(Saved entries)

Issue #36, opened 2023-12-27
Fixing error in merge where old code in CardBase was readded


JonaLam:
## Problem
When the prodject newly got merged, a bit of old code which had been removed when changing the way card effects were handled got put back in which adds a lot of bloat to the code and especially the resource where it could be annoying to make and edit cards.

## Solution
Remove the old system and make sure the new one works

PR #37, opened 2023-12-28
Fixing error in merge where old code in CardBase was readded 

JonaLam:
# Description

Removed an old card effect system which got readded in a merge

## Related issue(s)

#36 

## List of changes

Removed unecesary variables and functions from CardBase
Small changes in CardBase Recources to make some of them work, primaraly heal

### DIFF
--- a/Cards/CardBase.gd
+++ b/Cards/CardBase.gd
@@ -13,14 +13,6 @@ class_name CardBase
 ## wish to take damage in some contexts.
 ## For example, consider the card: "Deal 10 damage to all enemies, but take 3 damage"
 
-@export var damage_to_apply_to_target: float = 0.0
-@export var damage_to_apply_to_caster: float = 0.0
-@export var status_to_apply_to_target: Array[StatusBase]
-@export var status_to_apply_to_caster: Array[StatusBase]
-@export var affect_all_targets: bool = false
-@export var affect_all_casters: bool = false
-@export var amount_of_cards_to_draw: int = 0
-@export var amount_of_cards_to_discard: int = 0
 @export var application_type: Enums.ApplicationType = Enums.ApplicationType.ENEMY_ONLY
 @export var card_title: String = "NULL"
 @export var card_key_art: ImageTexture = null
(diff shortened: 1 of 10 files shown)


Cards/CardBase.gd
```diff
@@ -50,25 +42,9 @@ func can_play_card(caster: Entity, target: Entity) -> bool:
...
-	# damage target
-	if damage_to_apply_to_target != 0.0:
-		_damage_entity(caster, target, damage_to_apply_to_target, affect_all_targets)
-	
-	#damage caster
-	if damage_to_apply_to_caster != 0.0:
-		_damage_entity(caster, caster, damage_to_apply_to_caster, affect_all_casters)
-
-
 func _damage_entity(caster: Entity, target: Entity, damage_amount: float, damage_all: bool) -> void:
```
Turtyo, line 48: looking at my own PR, this got deleted. i think I put the effect in the `EffectDamage` card. Would like confirmation from someone that reviewed my initial PR (@Tysterman74 or @Tomzkk ) but i'm pretty sure you can also delete this function from CardBase

Turtyo (commented):
I will need to check that in local too.
When you modified the cards, did you do that via your text editor or did you use Godot's inspector ? Because looking at some of those resources, it seems like they might be missing some data to work (might just be me, as i said, i didn't test in local yet)

Cards/CardBase.gd
JonaLam: I can see if anything breaks if I remove it

JonaLam: Ye, it seems like it's fine without so I'll push that

Turtyo: perfect thanks !

Turtyo:
I tested in local. It works fine. You should just remove the Card_EnemyAttack.tres from the player deck to not have a card with NULL in hand. Also maybe damage all should be removed since it doesn't do anything currently

Cards/CardBase.gd
```diff
@@ -50,62 +42,5 @@ func can_play_card(caster: Entity, target: Entity) -> bool:
 
 func on_card_play(caster: Entity, target: Entity) -> void:
```
Tomzkk, line 43: Looking at #27, on_card_play was changed to only have a target and no longer have a caster. Was this change missed or was it at some point changed back to have both ?

Tomzkk (commented):
Tried to check by comparing what was removed from here with #27 and it looks like the removed stuff should be okay. Left a comment, I'm not entirely sure if that was changed at some later point or if that's a missing change. If it's missing there might be more like that ?

Cards/CardBase.gd
Turtyo: Good catch, there is no caster in this function for now. Though that will probably change with the introduction of stats

JonaLam: I did miss it, but if we're gonna use it later it should be fine to just keep it, right?

Turtyo: Mmh maybe we should check where the function is used to make use don't introduce a bug by keeping it.

Turtyo:
Let's only merge this one after #22 is merged to prevent another merge conflict on an old PR

Cards/CardBase.gd
JonaLam: I think it's only called in battler, and it's not like anything happens with the caster so it shouldn't make any bugs until we use the caster

Turtyo (approved):

Tysterman74 (approved):

Turtyo:
#22 was closed to be reopened in a new and cleaner PR, waiting for this new PR to merge #37

Turtyo:
After looking, merging this one now shouldn't give problems with 22 so we'll squash merge now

(Task instructions)
If a line of the records includes the string "which", copy it out.

(Response area)
When the prodject newly got merged, a bit of old code which had been removed when changing the way card effects were handled got put back in which adds a lot of bloat to the code and especially the resource where it could be annoying to make and edit cards.
Removed an old card effect system which got readded in a merge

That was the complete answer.